By BENJAMIN MARK COLE

Contributing Reporter

Downtown Los Angeles continues its long, slow mend.

The vacancy rate for class-A buildings fell to 17.5 percent in the second quarter, from 18.2 percent for the previous three months, according to Cushman & Wakefield of California Inc. Meanwhile, in a positive sign for the long-struggling district, rents are on the rise.

Of course, they didn't have anywhere to go but up. The average asking lease rate was $1.65 a square foot per month, a veritable bargain compared with the Westside or Burbank, where the average rent runs 50 percent to 75 percent higher and premier space is easily double the price. Which partially explains why the downtown vacancy rate is declining.

"The rents in all the high-end markets (West L.A., Burbank, and even the South Bay) are going up, forcing tenants to take a hard look at downtown," said Gordon Pattison, senior vice president and chief economist at Investors Property Services Inc. in Santa Ana, a real estate research firm.

For years, tenants have pretty much had it all their way in downtown, as landlords scurried to fill just some of their floors, let alone most of them. But the tide may have turned in the second quarter, said Haden Eaves, a senior leasing agent with Cushman & Wakefield.

"In the past couple of years, a lot of major buildings downtown have been refinanced, or sold," he said. "The owners are doing a lot better in terms of cash flow. Rather than submitting to the market's terms, or tenants' terms, the landlords of premium buildings are not going to give away sweetheart deals. They are making deals the landlord wants to make."

Peter Adams, senior vice president of Chicago-based Equity Office Properties Trust Inc., concurred. Adams' employer bought the 1.3 million-square-foot Two California Plaza and the 570,000-square-foot 550 S. Hope Tower in 1997, both in downtown Los Angeles an in-your-face bet that downtown had nowhere to go but up.

Downtown property owners are not blind to market forces: Maguire Partners and Equity Office, which between them control 21 percent of the class-A properties downtown, both raised their rents 10 percent by the end of the second quarter, according to Cushman & Wakefield. Since the second quarter a year ago, average rents for downtown buildings have risen 13 percent.

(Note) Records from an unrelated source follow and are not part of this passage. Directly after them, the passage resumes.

PR #257, opened 2024-03-25
fix: upgrading package version on Newtonsoft IDE-218

acke:
### Description

This patch Upgrade the version of the Newtonsoft dependency.

### Checklist

- [x] Linted
- [x] CHANGELOG.md updated

### DIFF
--- a/CHANGELOG.md
+++ b/CHANGELOG.md
@@ -1,5 +1,10 @@
 # Snyk Security Changelog
 
+## [1.1.48]
+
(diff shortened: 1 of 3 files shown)


acke:
For the testing of this solution to this ticket, we have run scans with the new and old versions of this extension.
The same issue results have been reached in both cases. 

Issues found after update
image


Issues found before update
image

cat2608 (approved):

There were some big deals in the second quarter. Accounting firm KMPG Peat Marwick leased 125,000 square feet in the south tower of Wells Fargo Center, and real estate sources say that Deloitte & Touche is looking for 300,000 square feet of premium space and is close to signing downtown. Big-five giant Ernst & Young is also looking to settle into 100,000 square feet somewhere downtown, said brokers.

In addition, Access Communications leased 24,000 square feet in the Library Tower, and City of Hope took 55,000 square feet at 716 S. Olive.

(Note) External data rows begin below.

PR #258, opened 2024-03-27
fix: upgrade analytics dependency

acke:
### Description

### Checklist

- [x] Linted
- [x] CHANGELOG.md updated

### DIFF
--- a/CHANGELOG.md
+++ b/CHANGELOG.md
@@ -1,16 +1,21 @@
 # Snyk Security Changelog
 
-## [1.1.48]
+## [1.1.50]
+
+### Fixed
+- Upgraded the version of the Analytics dependency.
+
+## [1.1.49]
 
 ### Fixed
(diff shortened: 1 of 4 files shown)


CHANGELOG.md
```diff
@@ -1,16 +1,21 @@
...
+### Fixed
+- Upgraded the version of the Analytics dependency.
+
+## [1.1.49]
 
 ### Fixed
 - Upgraded the version of Newtonsoft dependency.
 
-## [1.1.47]
+## [1.1.48]
```
teodora-sandu, line 13: Why did we change these versions? Based on `main` I would have just expected a new `1.1.49` version to be added for this upgrade: https://github.com/snyk/snyk-visual-studio-plugin/blob/main/CHANGELOG.md

teodora-sandu (approved):
Looks okay to me, I asked a question but it could be me not understanding how this works 😄

PR #269, opened 2024-06-04
fix: resource loading [IDE-385]

ShawkyZ:
### Description

- Determine base path for resources by trying to load the resources with and without "Resources" in the Pack URI.
- Fix a bug when the extension loads and the user is not authenticated

### Checklist

- [ ] Linted
- [x] CHANGELOG.md updated

### Screenshots / GIFs


Snyk.VisualStudio.Extension.Shared/UI/ResourceLoader.cs
```diff
@@ -0,0 +1,52 @@
+using System;
+using System.Windows;
+
+namespace Snyk.VisualStudio.Extension
+{
+    public static class ResourceLoader
```
cmars, line 6: Is it possible to test this class? Not sure how the pack:// uri is resolved but maybe there is a way?

ShawkyZ: We should be able to test the class behavior if a resource exists/doesn't exist

bastiandoetsch (approved):
Nice clean up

On the sale side, Insignia/ESG completed the purchase of the Figueroa Plaza I and II buildings east of First Street, while the Shidler Group bought the 446,330-square-foot 801 S. Figueroa Tower from its Indonesian owners.

Powerhouse law firm Skadden, Arps, Slate, Meagher & Flom, with much work tied to the securities industry, needs a good deal of space and is nosing around downtown, according to brokers.

"I can't see them moving to the Westside," said Clay Hammerstein, senior managing director with Julien J. Studley Inc. "It wouldn't be economically attractive, and besides, I don't think they could even find the space."

Brokers also hint that buyers are lined up and close to a deal on the 260,000-square-foot Home Savings tower downtown, as well as the 95,000-square-foot Northwestern Mutual Life Tower.

Still, not all the news is good. Out of 29.5 million square feet of downtown space, 5.2 million square feet is vacant and the vacancy rate would be even higher if it included sublease space or class-B buildings.

Downtown Los Angeles is just not the location chosen by name-brand publicly held companies, said David Zoraster, appraiser with the CB Richard Ellis Group.

"Take a look at a list of the 100 largest publicly held companies in Los Angeles," he said. "Only nine of them are downtown, and that includes Guess jeans (which has a plant on 15th Street, far from downtown proper) and the Los Angeles Times (Times Mirror Co.), and the gas company (Pacific Enterprises Inc., which has agreed to be sold to a San Diego company). For whatever reason, these companies, which are again hiring, are not choosing to be downtown."